━━━━━ Records provided

PR #170, opened 2023-08-28
[ChuanXinNg] ip

ChuanXinNg:
Roo helps to track your tasks so that they stay organized. It's
- text-based
- personal
- ~~Easy~~ **_SUPER_ EASY** to use

All you need to do is just
1. download it from [here](https://github.com/ChuanXinNg/ip.git)
2. open it
3. add your tasks
4. leave your tasks for Roo to manage✨

The most important thing is... it is **FREE!!!**

Features:
- [x] Manage todo tasks
- [x] Manage deadlines and events
- [ ] Find a specific event
- [ ] Filter your tasks by date

You can use Roo to practice Java too. Here is the `main` method:
```java
        Roo roo = new Roo("roo.txt");
        roo.run();
    }
```


src/main/java/roo/Roo.java
```diff
@@ -0,0 +1,152 @@
+package roo;
+
+import java.time.LocalDate;
```
zhanyang01: I like how imports are done well, imported classes are listed out explicitly, Good job!

src/main/java/roo/task/Task.java
```diff
@@ -0,0 +1,78 @@
...
+    public Task(String task, boolean isFinish) throws RooException {
+        this.isFinish = isFinish;
+        this.task = task;
+    }
+
+    /**
+     * Checks if the task is marked as done.
+     * @return true if the task is marked as done, false otherwise.
+     */
+    public boolean done() {
```
zhanyang01, line 35: This should sound like a boolean, perhaps isItFinished will be better?

src/main/java/roo/Roo.java
```diff
@@ -0,0 +1,152 @@
...
+import java.time.format.DateTimeFormatter;
+
+import roo.task.Deadline;
+import roo.task.Event;
+import roo.task.Todo;
+
+/**
+ * The main class for the Roo application, which is a tasks management program.
+ */
+public class Roo {
```
zhanyang01, line 8: Class names are all in PascalCase, variables and methods are in camelCase which is good! Keep up the good work!

zhanyang01 (commented):
I like how the code standards are met in terms of readability, Keep up the good job in the IP so far!

PR #177, opened 2023-08-28
[Low Jun Yu] iP

jylow:
### B055man :smile:

<blockquote>
"I will always find a lazy person to do the hardest tasks" - Bill Gates
</blockquote>

B055man is a friendly chatbot to help keep track of things that you need to complete. It is,

* User Friendly
* Simple to pickup
* ~$29.99~ ****FREE**** to use :exclamation:

All you need to use it,
1. Have a computer
2. Click [here](https://github.com/jylow/ip/releases/tag/A-Jar) to download (I promise its not malware) :rofl:
3. Run the program
4. Use B055man to manage your tasks

Did I mention that its ****free****?

!Features of B055man:!!
- [ ] Manage tasks
- [X] Add todos, events and deadlines
- [ ] Saves previously entered tasks 

Make sure that you have downloaded the right code:
Below is the `main` method that you should see at the bottom of the `Duke` class
```ruby
}
```


src/main/java/duke/util/TaskList.java
```diff
@@ -0,0 +1,166 @@
...
+     * @throws InvalidTaskNumberException Error when given task number exceeds the number of tasks in the list
+     */
+    public void markTask(int taskNumber, Ui ui) throws InvalidTaskNumberException {
+        if (taskNumber > tasklst.size()) {
+            throw new InvalidTaskNumberException("Error! Task Number given is outside range of current list size of "
+                    + tasklst.size());
+        }
+        tasklst.get(taskNumber - 1).markAsDone();
+        ui.showMarked(tasklst.get(taskNumber - 1));
+    }
```
howenc: I don't like how ui is only included in the arguments just to showMarked(Task task).
Do you think making the Ui methods static would help make this code simpler?

src/main/java/duke/util/TaskList.java
```diff
@@ -0,0 +1,166 @@
...
+     */
+    public void unmarkTask(int taskNumber, Ui ui) throws InvalidTaskNumberException {
+        if (taskNumber > tasklst.size()) {
+            throw new InvalidTaskNumberException("Error! Task Number given is outside range of current list size of "
+                    + tasklst.size());
+        } else {
+            tasklst.get(taskNumber - 1).unmarkAsDone();
+            ui.showUnmarked(tasklst.get(taskNumber - 1));
+        }
+    }
```
howenc: Same here, I don't like that ui is here.
Should be a better way to do this right?

src/main/java/duke/util/TaskList.java
howenc, line 1: I like the logic in this file.
It is very smooth and flows nicely.
Each method is short and concise except for that 'parser' you have within the constructor.
What I can think of is putting it in another class just to parse the data you load from the file, but that may be too much work.
The next is that I strongly believe that if you change Ui to have static methods, you would not have to deal with needing to place it in the arguments.

src/main/java/duke/task/Task.java
howenc, line 1: Short and sweet I like it.

src/main/java/duke/task/Deadline.java
howenc, line 1: Just wondering, you are adding the format with YYYY-MM-DD HHHH, but printing the format in dd MMM yyyy?
I think it would be better to be more consistent?
But if it is a design choice then more power to you.

src/main/java/duke/task/Event.java
howenc, line 1: I see `DateTimeFormatter.ofPattern("dd MMM yyyy")` a lot, are you able to make it inheritable or referred to easily?

src/main/java/duke/command/ExitCommand.java
```diff
@@ -0,0 +1,36 @@
...
+
+    /**
+     * Checks if the current task is an exit task.
+     * @return true since task is an exit task
+     */
+    @Override
+    public boolean isExit() {
+        return true;
+    }
+}
```
howenc, line 36: I don't like this.
If you just need to return a boolean, do you think letting execute return a boolean is good enough?

howenc (commented):
Overall it is good, I just did some nit-picking.
The logic is sound and reasonable.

━━━━━━━━━━

Task requirements » Locate the line that contains "Overall it is", then please quote it and every line after it to the end of the entries above, exactly and with nothing else.

Answer box »
Overall it is good, I just did some nit-picking.
The logic is sound and reasonable.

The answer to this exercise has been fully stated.